### Saved data entries
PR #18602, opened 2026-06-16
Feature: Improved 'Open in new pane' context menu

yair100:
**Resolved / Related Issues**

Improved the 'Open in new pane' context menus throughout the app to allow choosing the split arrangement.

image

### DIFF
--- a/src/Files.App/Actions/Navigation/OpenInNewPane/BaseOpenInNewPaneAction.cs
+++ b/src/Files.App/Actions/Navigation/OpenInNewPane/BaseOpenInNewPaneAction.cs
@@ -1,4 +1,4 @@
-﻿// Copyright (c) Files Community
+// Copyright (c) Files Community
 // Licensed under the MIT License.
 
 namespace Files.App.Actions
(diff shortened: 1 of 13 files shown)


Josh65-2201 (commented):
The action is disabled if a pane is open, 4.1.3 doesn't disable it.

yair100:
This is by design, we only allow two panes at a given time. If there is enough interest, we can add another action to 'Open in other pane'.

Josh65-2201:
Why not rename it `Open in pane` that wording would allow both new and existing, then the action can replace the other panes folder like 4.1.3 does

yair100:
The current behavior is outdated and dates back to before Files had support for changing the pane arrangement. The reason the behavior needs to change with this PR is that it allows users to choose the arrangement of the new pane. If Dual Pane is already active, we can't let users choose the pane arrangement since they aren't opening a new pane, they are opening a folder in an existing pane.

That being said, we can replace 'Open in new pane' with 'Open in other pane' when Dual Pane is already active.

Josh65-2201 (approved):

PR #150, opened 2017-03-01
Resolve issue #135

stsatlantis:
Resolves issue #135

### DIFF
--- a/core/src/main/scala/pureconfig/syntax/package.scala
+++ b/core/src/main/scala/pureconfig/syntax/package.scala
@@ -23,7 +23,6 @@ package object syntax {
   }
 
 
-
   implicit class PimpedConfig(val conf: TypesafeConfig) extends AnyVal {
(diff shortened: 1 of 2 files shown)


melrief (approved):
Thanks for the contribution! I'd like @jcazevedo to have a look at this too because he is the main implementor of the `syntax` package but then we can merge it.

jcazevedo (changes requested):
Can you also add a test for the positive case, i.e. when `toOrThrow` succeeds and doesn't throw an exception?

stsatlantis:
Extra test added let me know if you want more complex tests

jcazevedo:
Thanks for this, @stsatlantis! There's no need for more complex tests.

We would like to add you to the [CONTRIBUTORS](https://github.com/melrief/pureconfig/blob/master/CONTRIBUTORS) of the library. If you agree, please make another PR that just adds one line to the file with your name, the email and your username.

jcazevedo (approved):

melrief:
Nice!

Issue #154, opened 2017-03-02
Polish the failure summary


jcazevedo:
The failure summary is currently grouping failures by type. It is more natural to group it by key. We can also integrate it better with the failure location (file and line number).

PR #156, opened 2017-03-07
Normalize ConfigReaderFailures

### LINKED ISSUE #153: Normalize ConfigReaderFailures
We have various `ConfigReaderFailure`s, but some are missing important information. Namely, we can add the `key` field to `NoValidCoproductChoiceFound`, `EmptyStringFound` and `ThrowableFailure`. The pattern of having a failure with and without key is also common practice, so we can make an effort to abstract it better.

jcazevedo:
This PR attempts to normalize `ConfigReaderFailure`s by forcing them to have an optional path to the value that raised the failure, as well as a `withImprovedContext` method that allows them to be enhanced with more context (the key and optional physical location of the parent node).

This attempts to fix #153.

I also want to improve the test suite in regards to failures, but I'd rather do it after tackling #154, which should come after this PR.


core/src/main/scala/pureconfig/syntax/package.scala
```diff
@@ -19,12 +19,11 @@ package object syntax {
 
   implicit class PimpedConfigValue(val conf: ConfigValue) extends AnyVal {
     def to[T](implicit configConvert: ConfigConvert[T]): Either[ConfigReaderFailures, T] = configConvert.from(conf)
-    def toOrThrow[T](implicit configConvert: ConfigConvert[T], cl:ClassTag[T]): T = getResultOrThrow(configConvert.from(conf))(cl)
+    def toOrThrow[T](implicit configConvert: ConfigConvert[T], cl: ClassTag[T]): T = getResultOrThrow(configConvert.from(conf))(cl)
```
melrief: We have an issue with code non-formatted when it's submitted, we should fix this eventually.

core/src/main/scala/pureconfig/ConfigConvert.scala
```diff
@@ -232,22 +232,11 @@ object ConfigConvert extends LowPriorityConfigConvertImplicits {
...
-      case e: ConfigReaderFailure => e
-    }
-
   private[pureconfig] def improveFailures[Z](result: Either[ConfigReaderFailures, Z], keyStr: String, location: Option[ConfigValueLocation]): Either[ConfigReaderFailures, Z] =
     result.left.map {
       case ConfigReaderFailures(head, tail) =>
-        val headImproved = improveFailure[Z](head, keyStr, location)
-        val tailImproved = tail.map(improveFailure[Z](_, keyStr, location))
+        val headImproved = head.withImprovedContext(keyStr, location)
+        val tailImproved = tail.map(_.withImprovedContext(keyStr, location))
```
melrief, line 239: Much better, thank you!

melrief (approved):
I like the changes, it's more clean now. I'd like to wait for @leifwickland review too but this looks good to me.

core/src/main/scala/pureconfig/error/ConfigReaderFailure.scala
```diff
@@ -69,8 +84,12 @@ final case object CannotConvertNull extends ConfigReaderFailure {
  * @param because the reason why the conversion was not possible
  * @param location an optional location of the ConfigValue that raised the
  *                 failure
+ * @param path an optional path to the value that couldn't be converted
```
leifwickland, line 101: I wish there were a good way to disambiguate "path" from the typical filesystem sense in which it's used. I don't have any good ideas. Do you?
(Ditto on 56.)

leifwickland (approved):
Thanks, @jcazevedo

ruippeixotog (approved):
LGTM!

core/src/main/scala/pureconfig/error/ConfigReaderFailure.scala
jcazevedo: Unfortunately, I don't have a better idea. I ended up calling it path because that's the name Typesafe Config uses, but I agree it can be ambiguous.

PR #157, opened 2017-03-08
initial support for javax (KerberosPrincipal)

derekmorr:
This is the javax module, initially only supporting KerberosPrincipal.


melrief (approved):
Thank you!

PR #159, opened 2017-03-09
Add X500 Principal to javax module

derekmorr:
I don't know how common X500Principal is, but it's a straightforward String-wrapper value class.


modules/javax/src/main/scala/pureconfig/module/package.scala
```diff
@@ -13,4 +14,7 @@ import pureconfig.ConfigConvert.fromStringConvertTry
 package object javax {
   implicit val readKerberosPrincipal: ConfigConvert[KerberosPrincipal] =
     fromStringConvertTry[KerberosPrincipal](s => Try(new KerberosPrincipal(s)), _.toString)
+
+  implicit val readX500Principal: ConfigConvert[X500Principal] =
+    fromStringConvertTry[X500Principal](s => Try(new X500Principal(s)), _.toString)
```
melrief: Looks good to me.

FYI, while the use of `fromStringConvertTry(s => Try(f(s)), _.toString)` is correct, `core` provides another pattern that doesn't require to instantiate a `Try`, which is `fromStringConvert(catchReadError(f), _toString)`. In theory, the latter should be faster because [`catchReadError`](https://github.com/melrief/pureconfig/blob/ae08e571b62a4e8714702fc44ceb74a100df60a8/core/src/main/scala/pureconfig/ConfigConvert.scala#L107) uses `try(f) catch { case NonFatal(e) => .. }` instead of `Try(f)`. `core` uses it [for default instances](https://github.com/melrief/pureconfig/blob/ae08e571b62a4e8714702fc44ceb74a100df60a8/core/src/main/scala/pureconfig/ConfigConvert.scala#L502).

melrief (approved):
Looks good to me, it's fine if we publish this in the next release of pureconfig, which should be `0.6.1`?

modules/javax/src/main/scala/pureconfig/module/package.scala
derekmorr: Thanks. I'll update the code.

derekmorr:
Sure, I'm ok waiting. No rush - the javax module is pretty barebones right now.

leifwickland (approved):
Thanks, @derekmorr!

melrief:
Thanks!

### WHAT NEEDS TO BE DONE
Write out every line from the data above that includes "ConfigReaderFailures".

### TASK RESPONSE
Normalize ConfigReaderFailures
### LINKED ISSUE #153: Normalize ConfigReaderFailures
     def to[T](implicit configConvert: ConfigConvert[T]): Either[ConfigReaderFailures, T] = configConvert.from(conf)
   private[pureconfig] def improveFailures[Z](result: Either[ConfigReaderFailures, Z], keyStr: String, location: Option[ConfigValueLocation]): Either[ConfigReaderFailures, Z] =
       case ConfigReaderFailures(head, tail) =>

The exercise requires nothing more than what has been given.